Just to expand on a point made several times above, one thing to bear in mind about academics' pay is that academic careers start pretty late.  I'm 27 and I've only just got a full-time position, and many people start much later than that.  If you leave uni at 21, spend a year on a masters, another 3-4 years on a PhD, maybe take a year out somewhere along the line ... most people don't actually get lectureships until they're in their 30 odd, and junior lecturers are generally on short contracts so there's little job security until you get well into your 30s.  A lot of people I went to uni with are in 25-30k a year and in some cases have been for a few years now: meanwhile, I've been working my arse off getting a PhD and doing bar work for less than 10k a year.  Most jobs that require that sort of length of training pay far better than academia does...


----------



## George & Bill (May 21, 2006)

I thought the third option said 'I don't support striking lecturers'


----------



## Cerisa (May 21, 2006)

it's a really weird issue and a big deal at my uni cos we offer a lot of professional qualifications along  with humanities etc - like teaching, radiologists etc. our SU president hasn't helped much by releasing a statement to the local press condemning it - just ego-wank really. mostly i support them but if i was in my last year i might see things differently...


----------



## JKKne (May 21, 2006)

nino_savatte said:
			
		

> When I was an undergraduate at Newcastle Poly (as it was called then), our SU building had the same name as many others: The Nelson Mandela Building.   I remember reading somewhere about an SU who named their building after Jim Bowen...wtf???



From what I can gather Northumbria (Newcastle Poly) had a rebrand 3 years ago

The main wooden seated plastic glass sticky floor bar is called Reds, then they have Bar One..official title...Bar One Featuring Costa Coffee confused: ) and then Venue and Stage 2

Kudos to Newcastle though...their cheapest mucky bar at Uni is called...MENS! (I imagine its manly  )


----------



## nino_savatte (May 22, 2006)

JKKne said:
			
		

> From what I can gather Northumbria (Newcastle Poly) had a rebrand 3 years ago
> 
> The main wooden seated plastic glass sticky floor bar is called Reds, then they have Bar One..official title...Bar One Featuring Costa Coffee confused: ) and then Venue and Stage 2
> 
> Kudos to Newcastle though...their cheapest mucky bar at Uni is called...MENS! (I imagine its manly  )



It was never a brilliant building.
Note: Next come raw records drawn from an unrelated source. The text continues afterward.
PR #1069, opened 2022-07-28
PWGCF: Add files for the first femto tutorial session

saganatt:
Hi,

@lbariogl @zchochul  and me prepared the first Femto PAG tutorial which is happening the next week.
There will be more tutorial sessions in the future, and this Tutorial directory will serve to contain all tutorial materials for easy reference.

### DIFF
--- a/PWGCF/CMakeLists.txt
+++ b/PWGCF/CMakeLists.txt
@@ -17,4 +17,5 @@ add_subdirectory(FemtoWorld)
 add_subdirectory(MultiparticleCorrelations)
 add_subdirectory(Tasks)
 add_subdirectory(TableProducer)
+add_subdirectory(Tutorial)
 
--- a/PWGCF/Tutorial/CFTutorialTask0.cxx
+++ b/PWGCF/Tutorial/CFTutorialTask0.cxx
@@ -1,0 +1,68 @@
+// Copyright 2019-2020 CERN and copyright holders of ALICE O2.
+// See https://alice-o2.web.cern.ch/copyright for details of the copyright holders.
+// All rights not expressly granted are reserved.
+//
+// This software is distributed under the terms of the GNU General Public
+// License v3 (GPL Version 3), copied verbatim in the file "COPYING".
+//
+// In applying this license CERN does not waive the privileges and immunities
+// granted to it by virtue of its status as an Intergovernmental Organization
+// or submit itself to any jurisdiction.
+
+/// \author Luca Barioglio
+
+// O2 includes
+#include "Framework/AnalysisTask.h"
+#include "Framework/runDataProcessing.h"
+
+using namespace o2;
+using namespace o2::framework;
+using namespace o2::framework::expressions;
+
+// STEP 0
+// Example task illustrating how to create histograms and fill them with basic information.
+// A basic event selection is applied.
+
+struct CFTutorialTask0 {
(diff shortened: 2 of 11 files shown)


victor-gonzalez:
At some point this will become a femto tutorial, right?
As FemtoDream code have to move at some point to the standard layout for the PWGCF functional areas (as FemtoWorld already did it) I would suggest to incorporate the Tutorial directory into one of the Femto directories
I also would suggest to use the standard layout in the Tutorial directory so that the new analyzers get used to the layout structure and not at having everything in one place
@jgrosseo What do you think?

victor-gonzalez:
But the way, you have to rebase your code

victor-gonzalez:
I would suggest you to make it a draft PR for the time being

lbariogl:
Hi @victor-gonzalez, concerning your comments, I would suggest to keep the tutorial separeated, so that people can access it easily. I would prefer not to mix things, otherwise in the future it will become chaotic. Then yes, soon there will be a second tutorial dedicated to the use of FemtoDream. But first we needed a detailed introduction, so that users won't use the femto machinery blindly

lbariogl:
@victor-gonzalez now I see what you mean. The structure in FemtoDream will be changed later, in a dedicated PR

victor-gonzalez:
Hi @lbariogl, I've thinking around these tutorial files
The more I think about them the more I believe they should not be incorporated to the O2Physics tree
If this is established as the usual procedure in a near future the repository will be plagued of uncontrolled tutorials
I also think it is a good learning step to start things from the beginning not having them necessarily on the central repository

But as I said, my main concern is what is going to happen in the near term with all these tutorial files
@ddobrigk @jgrosseo What do you think?

lbariogl:
Hi @victor-gonzalez, it would be easier to have it in the official repository for the tutorial that will take place in two days. But if you are against this, we can provide future reference to the specific repository.

ddobrigk:
Hi @victor-gonzalez, I think we should not block tutorials for specific code, such as the femtodream, from being on the repository - tutorials are typically a part of software packages such as ROOT, etc.  Rather, I believe this goes the other way around: we should try and organise the tutorial files from each PWG inside subdirectories that are handled by PWG experts. I will anyway have a discussion about some related issues in this week's PB, so I will take this issue there. Hopefully, after this discussion, we can start to organise a bit and avoid what you called 'uncontrolled tutorials'.

victor-gonzalez:
@lbariogl @ddobrigk I would then suggest the following structure for the files in this PR

PWGCF
  CMakeLists.txt
  - FemtoDream
    CMakeLists.txt
    - Core (will come)
    - DataModel (will come)
    - TableProducer (will come)
    - Tasks (will come)
    - Tutorials
      CMakeLists.txt
      - Generic
        CMakeLists.txt
        README.md
        - Core
        - DataModel
        - TableProducer
        - Tasks
          TutorialTask0.cxx
          TutorialTask1.cxx
          TutorialTask2.cxx
          TutorialTask3.cxx
          TutorialTask4.cxx
          TutorialTask5.cxx
        - Macros
          run-config.json
          run.sh
      - Others (will come)

I believe it is important to show a structured way of organizing the code around O2Physics
We did not started with that because the priorities were others

victor-gonzalez:
As the time for the tutorial is coming and clear directives are not yet in place, I approve it for the time being

victor-gonzalez (approved):

PR #1072, opened 2022-07-28
Commented added template and cut of DCAxy

sarahherrmann:
I added some comments for readability, I put a template to avoid writing twice the same process function with just a small variation, and I implemented the DCAxy cut. The ambiguous tracks having a DCAxy > maxDCAXY will just stay ambiguous.

### DIFF
--- a/PWGMM/Mult/Tasks/vertexing-fwd.cxx
+++ b/PWGMM/Mult/Tasks/vertexing-fwd.cxx
@@ -9,13 +9,13 @@
 // granted to it by virtue of its status as an Intergovernmental Organization
 // or submit itself to any jurisdiction.
 
-///
-/// \file   vertexing-fwd.cxx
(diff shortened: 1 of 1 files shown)


PWGMM/Mult/Tasks/vertexing-fwd.cxx
```diff
@@ -8,6 +8,10 @@
 // In applying this license CERN does not waive the privileges and immunities
 // granted to it by virtue of its status as an Intergovernmental Organization
 // or submit itself to any jurisdiction.
+
+//Code written by Robin Caron and Sarah Herrmann
```
aalkin, line 12: There is standardized format for it, look for "author" in other tasks.

aalkin (dismissed):

aalkin (approved):

aalkin (approved):

PR #1078, opened 2022-07-29
[EventFiltering] Add option to run ML inference single thread

fgrosa:


alibuild (approved):

PR #1084, opened 2022-07-29
  PWGHF: Add first correlation task (c'ed from the common repository)

saganatt:
Dear all,

this is a continuation of https://github.com/AliceO2Group/O2Physics/pull/989 . I found the cause of the problem, something external has changed and the code for correlation container cannot use the additional axis without errors.

I am opening a new PR, as this is from a branch in our common repo, so Katarina and Gian can fix potential review comments and errors while I am offline.


Katka19:
We decided to update the name of the task, because we thought that the _correlation-d0_ did not express well what the task does. Its purpose is to eventually measure flow of HF hadrons, so: 1) we do not specify any particle name, and 2) we rather use _flow_ instead of _correlations_ to not confuse it with other correlation tasks in the same folder. Let us know if you have any suggestions.

vkucera (approved):

PR #1087, opened 2022-08-01
adding Daiki as codeowner for DQ

iarsene:


alibuild (approved):

PR #2658, opened 2023-05-22
Move to C++20

ktf:


ktf:
Let's see how much it breaks.

ddobrigk:
Okay, I think we missed merging this - will merge and then if we get troubles it wil be from tomorrow's tag (Monday). Let's see....

ddobrigk (approved):

ddobrigk:
Will wait until end of Sunday to merge to master, stop me if not ok!

PR #2663, opened 2023-05-23
PWGHF: Enabling AND logic for TPC+TOF PID for D0 selection

fcolamar:
Activates the possibility of using TPC and TOF approach, as done in Run2, following the general implementation introduced in [https://github.com/AliceO2Group/O2Physics/pull/2109](PR#2109).
Option enabled via a dedicated configurable, set to false as defaults to preserve backward compatibility


vkucera:
> Ciao @vkucera, ok, it makes sense indeed, PR updated. Fabio

Thanks @fcolamar

PR #2668, opened 2023-05-23
Efficient not stored derived data handling

victor-gonzalez:
Also 
- support for identified two-particle correlations analyses
- initial support for optional mixed events two-particle correlations


alibuild (approved):

PR #2695, opened 2023-05-27
Remove unnecessarily linked libs from core services

ddobrigk:
Should improve memory consumption (to be checked)

### DIFF
--- a/Common/TableProducer/CMakeLists.txt
+++ b/Common/TableProducer/CMakeLists.txt
@@ -28,42 +28,42 @@ o2physics_add_dpl_workflow(trackselection
 
 o2physics_add_dpl_workflow(event-selection
                     SOURCES eventSelection.cxx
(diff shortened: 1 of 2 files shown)


alibuild (approved):

ddobrigk:
@ekryshen it is possible that this was also inflating the memory footprint of the `event-selection` task. I will test this tomorrow on hyperloop and let you know...

ktf (approved):

alibuild (approved):

njacazio (dismissed):

ddobrigk:
Okay, this error is very confusing since it seems it also appears in Linux and I in fact tested this PR in Linux without issues. I will investigate more and try to reproduce this issue....

alibuild (approved):

ddobrigk:
> Okay, this error is very confusing since it seems it also appears in Linux and I in fact tested this PR in Linux without issues. I will investigate more and try to reproduce this issue....

My bad, was a simple mistake I did while editing the file. Should be fine now...

PR #2718, opened 2023-05-31
TPC PID: Add deuteron and triton selection in skimmer task

creetz16:


jezwilkinson:
@chiarazampolli @noferini Could this pull please be marked for merging ? We would like to have it included in production as soon as possible so that it can be used for the apass4 NN training

noferini (approved):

There was a leak over the dance floor that was never repaired in the 3 years that I was there.


----------



## Vintage Paw (May 27, 2006)

My other half's in the AUT and ballotted in favour of the initial strike and then action short of a strike, and I am a student, so I guess I am in a bit of a unique position.

Anyway, I completely 100% support the lecturers. My lecturers go out of their way to help us, and there are some idiot pillocks on my course who don't deserve it  

Our uni's NUS is a pile of wank and I am ashamed to supposedly be 'represented' by them. I have had email 'conversations' with the president and he is a complete careerist dick. 

Our VC routinely sends out emails to the whole student body stating that they are doing everything possible to minimise the impact on students by the evil lecturers and their action. Of course, they like to put in at the end that naturally many students will be affected terribly by it.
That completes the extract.